To test the potential of mechanical thrombectomy is less than ideal circumstances, the investigators reviewed 108 consecutive patients who presented with acute ischemic stroke and an ASPECTS ≤ 5 on diffusion-weighted imaging. Of these patients, 60 were treated with mechanical thrombectomy, including 34 who received simultaneous IV thrombolysis. Their outcomes were compared with those of 48 controls who were not eligible for reperfusion therapy.

Overall, TICI 2b-3 was achieved in 75% of the thrombectomy-treated patients. An mRS score of 0-2 at 90 days was achieved in a greater proportion of patients who underwent thrombectomy compared with controls. In addition, rates of hemicraniectomy and death at 90 days were both significantly lower among patients who underwent thrombectomy. Rates of symptomatic intracranial hemorrhage (sICH) were similar for both groups.

 

Outcomes at 90 Days in Patients With ASPECTS ≤ 5

 

Thrombectomy

(n = 60)

Controls

(n = 48)

P Value

mRS 0-2

30%

2.1%

< 0.001

Hemicraniectomy

3.3%

22.9%

0.002

Death

25%

47.9%

0.01

sICH

5%

6.3%

0.78

 

Subgroup analysis revealed that patients aged 70 years and younger had significantly better clinical outcomes with thrombectomy than did older patients (37.5% vs 10% had a 90-day mRS of 0-2; P = 0.02), regardless of baseline characteristics or recanalization rate.

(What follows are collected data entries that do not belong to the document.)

PR #639, opened 2024-05-07
Use fonts-liberation, rather than side-loading mscorefonts

miceg:
The build scripts currently side-load `ttf-mscorefonts-installer` from an (official) Brazilian Debian mirror; which has problems:

* The Docker image appears to be based on Ubuntu Focal, and that package is for Debian.
* That mirror hostname is single-homed in Brazil, which isn't the fastest place to fetch stuff from out-of-continent – I get > 300 ms latency from Australia.
* Fetching and installing packages in this way is vulnerable to MITM attacks, as the package is fetched over HTTP and there are no signature checks (unlike using `apt`).
* There's no way for a user to accept or decline the EULA. [Ubuntu's version of the package gets explicit user consent](https://bugs.launchpad.net/ubuntu/+source/msttcorefonts/+bug/670629), but there's no way to provide this in a Docker context (either at build or run time).

To fix all of that, this replaces the fonts with less-encumbered equivalents in `fonts-liberation`. End-users can still sideload whatever fonts they like using the existing mechanisms (and that's OK).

According to Mayank Goyal, MD (University of Calgary, Calgary Alberta, Canada), who was not involved in the research, the study addresses an important issue—how to determine which patients are the best candidates for endovascular therapy.

 

“It brings to the limelight the fact that patients [with low ASPECTS] may have the potential for significant benefit by endovascular treatment,” he told Neurovascular Exchange. “It [also] leads us to think in that in that direction and address the topic in a more systematic fashion.”

 

Specifically, Goyal called for a large, randomized trial to overcome biases, such as the fact that patients treated endovascularly may receive a different level of aftercare as those treated medically.

 

In addition, it is important to consider cost-effectiveness, he said, pointing out that “70% of the patients did not have a good outcome, which means we are still treating a lot of patients who may not have that good an outcome.

 

“This study points us in the right direction. It tells us this topic is worth investigating, but it does not necessarily provide direction [regarding what] we should be doing from tomorrow onwards,” Goyal concluded.

 


Source:

Mourand I, Abergel E, Mantilla D, et al. Favorable revascularization therapy in patients with ASPECTS ≤ 5 on DWI in anterior circulation stroke. J NeuroInterv Surg. 2017;Epub ahead of print.

 

Disclosures:

  • Mourand reports no relevant conflicts of interest.
  • Goyal reports consulting for Medtronic, Stryker, Microvention, and Cerenovus.